ACTION ITEM:
Exactly as written, copy the lines that run from the start of the data below to the line containing "files that are", both ends included.

Stored data:
Issue #451, opened 2018-07-09
Working directory is different between py_binary and py_image


marczych:
I have a `py_binary` with some `data` files that are referenced with a relative path in code e.g. `//example:binary` references `example/binary/foo`.

I was surprised to find out that a comparable `py_image` failed to find the file. It turned out that `example/binary/foo` was indeed in the image (at `/app/example/binary.runfiles/example/binary/foo`) but the working directory was `/app` when doing `bazel run //example:binary_image`.

Shouldn't something set the working directory to `/app/example/binary.runfiles` before handing control over to the real binary?

nlopezgi:
Hi, yes I think you are correct and the runfiles directory is not being set properly (this is likely happening not only for py_image, but also for all lang _images). There have been a couple of other issues (https://github.com/bazelbuild/rules_docker/issues/355) and notably https://github.com/bazelbuild/rules_docker/pull/365. I think all issues could be resolved with setting the runfiles directory properly in image.bzl. It would be awesome if you could test the fix I suggest in my comment on https://github.com/bazelbuild/rules_docker/pull/365 on June 18, to see if that fixes your issue and send a PR with the fix.

marczych:
Thank you for the response!

I'm seeing the code using `workdir` but I can't quite make out your proposal to fix it. I'm willing to test it out a patch if you have one!

nlopezgi:
please try out now that fix is merged and let me know if this is still problematic.

marczych:
Works like a charm! Thank you!

Issue #378, opened 2018-04-09
data for a go_image doesn't get into the image


raliste:
For instance

```
go_image(
    name = "gru_docker",
    srcs = [
        "main.go",
    ],
    goarch = "amd64",
    goos = "linux",
    pure = "on",
    visibility = ["//visibility:public"],
    deps = [
        "@com_github_golang_glog//:go_default_library",
        "//gru:gru",
    ],
    data = [
        "//static:static"
    ]
)
```

The same but using the `go_binary` rules does get `static` into the runfiles, but changing to `go_image` doesn't get them into the runfiles.

PranavSathy:
Has anyone found a workaround for this, I will be relying on this functionality to successfully deploy my application.

raliste:
@PranavSathy it turns out data does get into the image, under a `.runfiles` directory.  See the data attribute at https://github.com/bazelbuild/rules_go/blob/master/go/core.rst#go_binary. The prefix should match your binary's name, for instance:

```
go_image(
  name = "foo"
  ...
)
```

runfiles should be `foo.runfiles`. It's also helpful to use filepath.Join and getting your binary's base path:

```
base, err := filepath.Abs(filepath.Dir(os.Args[0]))
if err != nil {
	return nil, err
}

filepath.Join(base, runfiles, pathToYourArtifact)
```

PranavSathy:
@raliste Thanks! I actually managed to come to this conclusion just before as well; but this is surely helpful for anyone in the future.

Just FYI; you can also utilize `binary` in your `go_image` rule and then the runfiles path will be prefixed according to your `go_binary` rule rather than your `go_image`, so that running locally vs. running in Docker will be identical and require 0 code change.

nlopezgi:
It's possible that the workdir is not being set correctly for the go_image rules (or generally for all x_image rules). Please see my comment in #365 on June 18th (also see https://github.com/bazelbuild/rules_docker/issues/355). It would be great if you could test the fix I suggested in that PR for your failure use case. If it does also work for you, then we can be sure that the workdir fix is right for all x_image rules.
--

PR #452, opened 2018-07-11
Fix workdir and expand arg location.

### LINKED ISSUE #355: nodejs_image does not preserve data filepaths
In nodejs_binary, you can pass in data that will be accessible to the binary at runtime. 

When replaced with nodejs_image, these files are not available when executed. If you manually cd into the workspace directory under the runfiles and run the .binary file via sh ../../{binary_file}, it will work as expected.

Does this have to do with the symlinks in app_layer?

Globegitter:
This supersedes #365. And should fix #355, #378, #451

### DIFF
--- a/container/layer_tools.bzl
+++ b/container/layer_tools.bzl
@@ -100,8 +100,7 @@ def incremental_load(
         output,
         stamp = False,
         run = False,
-        run_flags = None,
-        args_len = 0):
+        run_flags = None):
     """Generate the incremental load statement."""
     stamp_files = []
     if stamp:
@@ -162,7 +161,7 @@ def incremental_load(
             # bazel automatically passes ctx.attr.args to the binary on run, so need to truncate
             # them here to not pass twice, as they are already part of the docker entrypoint
             run_statements += [
-                "docker run %s %s \"${@:%s}\"" % (run_flags, tag_reference, str(args_len + 1)),
+                "docker run %s %s \"$@\"" % (run_flags, tag_reference),
             ]
 
     ctx.template_action(
--- a/container/layer_tools.bzl
+++ b/container/layer_tools.bzl
@@ -158,8 +158,8 @@ def incremental_load(
             ),
         ]
         if run:
-            # bazel automatically passes ctx.attr.args to the binary on run, so need to truncate
-            # them here to not pass twice, as they are already part of the docker entrypoint
+            # bazel automatically passes ctx.attr.args to the binary on run, so args get passed in
+            # twice. See https://github.com/bazelbuild/rules_docker/issues/374
             run_statements += [
                 "docker run %s %s \"$@\"" % (run_flags, tag_reference),
             ]
--- a/container/layer_tools.bzl
+++ b/container/layer_tools.bzl
@@ -100,7 +100,8 @@ def incremental_load(
         output,
         stamp = False,
         run = False,
-        run_flags = None):
+        run_flags = None,
+        args_len = 0):
     """Generate the incremental load statement."""
     stamp_files = []
     if stamp:
@@ -158,8 +159,10 @@ def incremental_load(
             ),
         ]
         if run:
+            # bazel automatically passes ctx.attr.args to the binary on run, so need to truncate
+            # them here to not pass twice, as they are already part of the docker entrypoint
             run_statements += [
-                "docker run %s %s \"$@\"" % (run_flags, tag_reference),
+                "docker run %s %s \"${@:%s}\"" % (run_flags, tag_reference, str(args_len + 1)),
             ]
 
     ctx.template_action(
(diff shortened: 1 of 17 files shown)


nlopezgi:
Thanks a lot for sending this PR! Looks good overall, will review in more detail in a bit, kicked off presubmits to make sure everything is passing.

python3/image.bzl
```diff
@@ -74,6 +74,8 @@ def py3_image(name, base = None, deps = [], layers = [], **kwargs):
     # TODO(mattmoor): Consider using par_binary instead, so that
     # a single target can be used for all three.
 
+    args = kwargs.pop("args", None)
```
nlopezgi: why is this necessary for py3 image but not for others?

testdata/py3_image.py
```diff
@@ -19,6 +21,9 @@ def main():
   print('Second: %d' % py3_image_library.fn(2))
   print('Third: %d' % py3_image_library.fn(3))
   print('Fourth: %d' % py3_image_library.fn(4))
+  print(sys.argv)
```
nlopezgi: can you add short doc line somewhere indicating these two tests (py3, py) expect the third argument to be a file location

lang/image.bzl
```diff
@@ -251,9 +255,10 @@ app_layer = rule(
 
         # Override the defaults.
         "data_path": attr.string(default = "."),
-        "workdir": attr.string(default = "/app"),
+        "workdir": attr.string(default = ""),
         "directory": attr.string(default = "/app"),
         "legacy_run_behavior": attr.bool(default = False),
+        "data": attr.label_list(cfg = "data", allow_files = True),
```
nlopezgi: iiuc, this should have as value host/target? https://docs.bazel.build/versions/master/skylark/lib/attr.html#label_list

lang/image.bzl
```diff
@@ -211,21 +212,24 @@ def _app_layer_impl(ctx, runfiles = None, emptyfiles = None):
         _binary_name(ctx): _final_file_path(ctx, ctx.executable.binary),
         # Create a directory symlink from <workspace>/external to the runfiles
         # root, since they may be accessed via either path.
-        _external_dir(ctx): _runfiles_dir(ctx),
+        _external_dir(ctx): runfiles_dir(ctx),
     })
 
+    args = [ctx.expand_location(arg, ctx.attr.data) for arg in ctx.attr.args]
```
nlopezgi: add doc comment above explaining you are expanding locations of the form $(location :some_target)

java/image.bzl
```diff
@@ -215,7 +219,9 @@ jar_app_layer = rule(
         "directory": attr.string(default = "/app"),
         # https://github.com/bazelbuild/bazel/issues/2176
         "data_path": attr.string(default = "."),
+        "workdir": attr.string(default = ""),
         "legacy_run_behavior": attr.bool(default = False),
+        "data": attr.label_list(cfg = "data", allow_files = True),
```
nlopezgi: should be host/target https://docs.bazel.build/versions/master/skylark/lib/attr.html#label_list

java/image.bzl
```diff
@@ -166,12 +168,13 @@ def _jar_app_layer_impl(ctx):
 
     binary_path = layer_file_path(ctx, ctx.files.binary[0])
     classpath_path = layer_file_path(ctx, classpath_file)
+    args = [ctx.expand_location(arg, ctx.attr.data) for arg in ctx.attr.args]
```
nlopezgi: add doc comment about expanding location

container/layer_tools.bzl
```diff
@@ -158,6 +158,8 @@ def incremental_load(
             ),
         ]
         if run:
+            # bazel automatically passes ctx.attr.args to the binary on run, so need to truncate
+            # them here to not pass twice, as they are already part of the docker entrypoint
```
nlopezgi: Can you add a pointer to the Bazel issue you opened so we can track and remove once that is fixed?

python3/image.bzl
Globegitter: Sorry this is still a leftover, I also tried to fix the issue that args are being passed in twice.

container/layer_tools.bzl
Globegitter: This is also still a leftover from when I tried to also fix that issue. Yes will clean up.

lang/image.bzl
Globegitter: I have seen some doc referring that for data it should still be data, there is also a ticket for it: https://github.com/bazelbuild/bazel/issues/4316. But here: https://github.com/bazelbuild/examples/blob/5d1e5bd82e061e8e2e04bb54883fc4c79c935f76/rules/runfiles/execute.bzl#L32 there is nothing, so I will just remove it.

ANSWER BELOW:
Issue #451, opened 2018-07-09
Working directory is different between py_binary and py_image


marczych:
I have a `py_binary` with some `data` files that are referenced with a relative path in code e.g. `//example:binary` references `example/binary/foo`.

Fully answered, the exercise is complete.